The project began with a two-fold purpose: to help conserve local honeybees and create sustainable livelihoods.

Research plays a key role in the Bee A Keeper project.

  • The One Earth Climate Change Centre in Nawalapitiya, established in June 2020, serves as the project’s primary research hub.

More research on bees is conducted at the Endane Field Research Station. Established in 2021, our Endane Field Research Centre is the project Hub for ‘Bee A Keeper’.

The Core of Its Sustainability

Through sustainable beekeeping we support bees, protect their colonies, and only collect what they can spare. It’s done through bee boxes.

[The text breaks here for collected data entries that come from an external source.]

Issue #3585, opened 2021-07-07
Windows containerd endpoints and source-vip are causing errors in RKE2.


phillipsj:
The containerd socket information has a typo and being generated incorrectly. Those issues have been corrected and unit tests have been added to verify the fix for generating the correct runtime endpoint. 

In addition to the above, the crictl template was incorrect due to upstream changes that altered the expected format resulting in the incorrect one being generated. 

Lastly, the source-vip had the HNS network hard coded to the flannel value which doesn't allow it to be overridden when other CNIs are used.

brandond:
Nothing to test; only used in RKE2

PR #3586, opened 2021-07-07
Fixing various bugs related to windows.

phillipsj:
This changes the crictl template for issues with the socket information. It also addresses a typo in the socket address. Last it makes tweaks to configuration that aren't required or had incorrect logic.

#### Proposed Changes ####

This fixes bugs in the containerd socket for windows and a bug related to generating the correct source-vip.

#### Types of Changes ####

These are all bugfix changes.

#### Linked Issues ####

The issue in this repo: #3585
This work for Windows enablement: rancher/windows#55

### DIFF
--- a/pkg/agent/templates/templates_windows.go
+++ b/pkg/agent/templates/templates_windows.go
@@ -4,6 +4,7 @@ package templates
 
 import (
 	"bytes"
+	"net/url"
 	"strings"
 	"text/template"
 )
@@ -18,7 +19,7 @@ required_plugins = []
 oom_score = 0
 
 [grpc]
-  address = "{{ replace .NodeConfig.Containerd.Address }}"
+  address = "{{ deschemify .NodeConfig.Containerd.Address }}"
   tcp_address = ""
   tcp_tls_cert = ""
   tcp_tls_key = ""
@@ -164,6 +165,16 @@ func ParseTemplateFromConfig(templateBuffer string, config interface{}) (string,
 	funcs := template.FuncMap{
 		"replace": func(s string) string {
 			return strings.ReplaceAll(s, "\\", "\\\\")
+		},
+		"deschemify": func(s string) string {
+			if strings.HasPrefix(s, "npipe:") {
+				u, err := url.Parse(s)
+				if err != nil {
+					return ""
+				}
+				return u.Path
+			}
+			return s
 		},
 	}
 	t := template.Must(template.New("compiled_template").Funcs(funcs).Parse(templateBuffer))
--- a/pkg/daemons/agent/agent_windows.go
+++ b/pkg/daemons/agent/agent_windows.go
@@ -16,8 +16,12 @@ import (
 	"k8s.io/kubernetes/pkg/kubeapiserver/authorizer/modes"
 )
 
+var (
+	NetworkName string = "vxlan0"
+)
+
 func checkRuntimeEndpoint(cfg *config.Agent, argsMap map[string]string) {
-	if strings.HasPrefix(argsMap["container-runtime-endpoint"], windowsPrefix) {
+	if strings.HasPrefix(cfg.RuntimeSocket, windowsPrefix) {
 		argsMap["container-runtime-endpoint"] = cfg.RuntimeSocket
 	} else {
 		argsMap["container-runtime-endpoint"] = windowsPrefix + cfg.RuntimeSocket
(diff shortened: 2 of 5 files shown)


pkg/agent/templates/templates_windows.go
```diff
@@ -165,6 +168,15 @@ func ParseTemplateFromConfig(templateBuffer string, config interface{}) (string,
 		"replace": func(s string) string {
 			return strings.ReplaceAll(s, "\\", "\\\\")
 		},
+		"deschemify": func(s string) string {
+			logrus.Infof("The current address is %s", s)
+			if strings.HasPrefix(s, "npipe:") {
+				u, _ := url.Parse(s)
```
briandowns, line 174: What could happen if there's an error but we ignore it here?

pkg/daemons/agent/agent_windows_test.go
```diff
@@ -0,0 +1,26 @@
...
+
+package agent
+
+import (
+	"testing"
+
+	"github.com/rancher/k3s/pkg/daemons/config"
+)
+
+func TestCheckRuntimeEndpoint(t *testing.T) {
```
briandowns, line 11: Thanks for including a test! @dereknola spent some time getting a base expectation for tests going. Take a look at the etcd package for examples. We're using `gotests` for test generation. We would want to keep consistent.

pkg/daemons/agent/agent_windows.go
```diff
@@ -16,8 +16,12 @@ import (
 	"k8s.io/kubernetes/pkg/kubeapiserver/authorizer/modes"
 )
 
+var (
+	networkName string = "vxlan0"
```
briandowns, line 20: Is there any way to get rid of this package level variable? If not, can we export it and set it directly and delete the setter?

pkg/agent/templates/templates_windows.go
```diff
@@ -165,6 +168,15 @@ func ParseTemplateFromConfig(templateBuffer string, config interface{}) (string,
...
+				logrus.Infof("The current address is %s", u.Path)
+				return u.Path
+			}
+			return s
```
briandowns, line 178: Is it alright to return a string that could potentially be garbage?

pkg/agent/templates/templates_windows.go
phillipsj: I will handle that by returning an empty string.

pkg/daemons/agent/agent_windows_test.go
phillipsj: Oh, I didn't see that. I will make that change.

pkg/daemons/agent/agent_windows.go
phillipsj: I didn't really want to go this route.  I needed to be able to override this in RKE2 for the different CNIs we will be supporting. This is a pattern that I seen before, so i will set it directly and remove the setter.

pkg/agent/templates/templates_windows.go
phillipsj: Yeah, we try to handle a lot of the cases. Oddly enough, most of this extra processing is because crictl and containerd have started handling this differently causing the issue that this addresses. Worst case a bad value is passed and it can't connect, which we log really well.

phillipsj:
@briandowns I have implemented all of your feedback.

briandowns (approved):

pkg/agent/templates/templates_windows.go
```diff
@@ -165,6 +168,20 @@ func ParseTemplateFromConfig(templateBuffer string, config interface{}) (string,
 		"replace": func(s string) string {
 			return strings.ReplaceAll(s, "\\", "\\\\")
 		},
+		"deschemify": func(s string) string {
```
brandond, line 171: Drop the `logrus.Infof` calls out of this function; they appear to be mostly for debugging and won't mean anything to a user.

pkg/daemons/agent/agent_windows.go
```diff
@@ -133,7 +135,7 @@ func waitForManagementIp(networkName string) string {
 	for range time.Tick(time.Second * 5) {
 		network, err := hcsshim.GetHNSEndpointByName(networkName)
 		if err != nil {
-			logrus.WithError(err).Warning("can't find %s, retrying", networkName)
+			logrus.WithError(err).Warning("can't find network retrying", networkName)
```
brandond, line 138:
```suggestion
			logrus.WithError(err).Warning("can't find HNS endpoint for network, retrying", networkName)
```

brandond (changes requested):

phillipsj:
@brandond I have pushed fixes for your feedback.

brandond (approved):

Bee boxes, or beekeeping boxes, provide a structured, non-invasive, and sustainable way to harvest honey. These boxes:

  • Let bees build hives without threat of destruction
  • Allow easy extraction of only mature honey, preserving the rest of the colony
  • Encourage bee activity, supporting pollination in the area
  • Help maintain strong and stable colonies, which increases honey yield over time

Bee Boxes

The present shape of ‘Bee A Keeper’

  • 137 individuals trained
  • 29 sustainable beekeepers empowered
  • 03 bee research studies conducted

Providing bee boxes and training is just the start. Real impact comes from understanding hive dynamics. Detailed studies show that the queen bee drives the colony’s health and success. That’s where our bee research comes into play.

Way forward

At the One Earth Climate Change Centre in Nawalapitiya, bee research remains a core focus. With Endane leading the ‘Bee A Keeper’ project, the centre has grown into a key hub for bee-related research and education. We’ve also expanded the project in new ways:

In Moratuwa – Partnering with universities to bring bee knowledge to future planners and researchers

In the Eastern Province – Providing training and tools to indigenous communities, helping preserve their traditions while improving livelihoods sustainably.

This is about building a mutual relationship:
We create safe spaces for bees, and in return, they help us grow food, protect ecosystems, and fight climate change.

Bees aren’t just part of nature — they are partners in keeping life going.